Palliative (relieving) procedures

In both gallbladder cancer and bile duct cancer, there is very often no cure, but only an alleviation of the symptoms. There are various options for this palliative therapy.

Stent insert. In order to maintain or restore the outflow from the biliary tract into the duodenum, the doctors endoscopically insert a tube (stent) into the biliary tract using an ERCP. Sometimes cancerous tissue overgrown prevents doctors from using ERCP to reach the biliary tract and place the stent. Then they puncture the bile from the outside and drain the bile through the skin into a bag (percutaneous transhepatic cholangiodrainage PTCD).

chemotherapy. The chemotherapy drugs gemcitabine and cisplatin are used for inoperable gallbladder cancer and mostly also for inoperable bile duct cancer. This does not cure the cancer, but it slows down the growth of the tumor and thereby reduces the symptoms.

In addition to palliative chemotherapy, the doctors also try to help Irradiation stop tumor growth and thus improve the patient's quality of life.

Transarterial chemoembolization to reduce the size of a bile duct cancer in The liver: Doctors insert a catheter into the hepatic artery through the groin and inject a chemotherapeutic agent and plastic pellets or gelatine directly into the vicinity of the tumor. The chemotherapeutic agent attacks the tumor directly, the beads or gelatin seal the vessels supplying the tumor. Together, both should lead to a reduction in the size of the tumor.

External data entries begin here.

PR #410, opened 2025-06-30
add user configurable diag mapping support of termination types.

needphpsql:
Previously, the NO_CONVERENCE termination type is always reported as warnings in diagnostics. However, it is not suitable for all the use cases. Therefore, this PR introduces two user configurable mapping parameters diagnostic_warning_status and diagnostic_error_status so that the user can define what should be reported as error or warning in diagnostics.

For example:
diagnostic_warning_status { "NO_CONVERGENCE" };

diagnostic_error_status {"FAILURE", "USER_FAILURE"};

If the user doesn't do anything, the behavior is the same as before this PR.

### DIFF
--- a/fuse_optimizers/src/fixed_lag_smoother.cpp
+++ b/fuse_optimizers/src/fixed_lag_smoother.cpp
@@ -692,7 +692,7 @@ diagnostic_msgs::DiagnosticStatus terminationTypeToDiagnosticStatus(const ceres:
       }
       else if (contains(diag_errors, diag_level))
       {
-        makeDiagnosticStatus(diagnostic_msgs::DiagnosticStatus::ERROR, "Optimization failed");
+        return makeDiagnosticStatus(diagnostic_msgs::DiagnosticStatus::ERROR, "Optimization failed");
       }
       else
       {
--- a/fuse_optimizers/src/fixed_lag_smoother.cpp
+++ b/fuse_optimizers/src/fixed_lag_smoother.cpp
@@ -653,7 +653,6 @@ std::string mapCeresLogToDiagLog(const ceres::TerminationType & termination_type
  *
  * @param[in] vec The list of strings
  * @param[in] str The str to search
- * @param[in] diag_errors The diagnostic errors
  * @return true if contains, false otherwise
  */
 inline bool contains(const std::vector<std::string>& vec, const std::string& str)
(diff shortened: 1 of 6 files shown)


fuse_optimizers/src/fixed_lag_smoother.cpp
```diff
@@ -633,17 +671,33 @@ diagnostic_msgs::DiagnosticStatus makeDiagnosticStatus(const int8_t level, const
...
 {
+  std::string diag_level = mapCeresLogToDiagLog(termination_type);
   switch (termination_type)
   {
     case ceres::TerminationType::CONVERGENCE:
     case ceres::TerminationType::USER_SUCCESS:
       return makeDiagnosticStatus(diagnostic_msgs::DiagnosticStatus::OK, "Optimization converged");
     case ceres::TerminationType::NO_CONVERGENCE:
-      return makeDiagnosticStatus(diagnostic_msgs::DiagnosticStatus::WARN, "Optimization didn't converge");
+      if (contains(diag_warnings, diag_level))
```
svwilliams: Shouldn't this `if(contains(...)` block replace the entire the `switch()` statement?
The log level of any TerminationType can be controlled by the two new parameters?

needphpsql: But diag_warning or diag_error doesn't include the success types. If replacing the entire switch, putting them into 'default'?

svwilliams: I think so.
* If the TerminationType is in the diag_errors vector, then report it as a ERROR.
* If the TerminationType is in the diag_warnings vector, then report it as WARN.
* Otherwise assume it is fine and report it as OK

And that can apply to all TerminationType values.

fuse_optimizers/src/fixed_lag_smoother.cpp
```diff
@@ -624,28 +624,59 @@ diagnostic_msgs::DiagnosticStatus makeDiagnosticStatus(const int8_t level, const
...
+      return "FAILURE";
+  }
+}
+
+/**
+ * @brief Helper function to check if a string is contained in the list
+ *
+ * @param[in] vec The list of strings
+ * @param[in] str The str to search
+ * @param[in] diag_errors The diagnostic errors
```
svwilliams: diag_errors is not an input to this function
```suggestion
```

svwilliams (approved):

carlos-m159 (approved):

The 5-year survival rate for both gallbladder cancer and bile duct cancer is 5%, which is very poor. Patients receiving palliative care live an average of 6 months.

Further information

  • www.krebshilfe.de - Very informative website of the Deutsche Krebshilfe e. V., Bonn (Ed.): Under the heading "Inform" you will find brochures and information material, including the blue guide No. 15 on cancer of the liver and biliary tract, which you can order or download here free of charge.


Dr. med. Arne Schäffler, Dr. Bernadette Andre-Wallis in: Health Today, edited by Dr. med. Arne Schäffler. Trias, Stuttgart, 3rd edition (2014). Revision and update: Dr. med. Sonja Kempinski | last changed on at 10:12

Important note: This article has been written according to scientific standards and has been checked by medical professionals. The information communicated in this article can in no way replace professional advice in your pharmacy. The content cannot and must not be used to make independent diagnoses or to start therapy.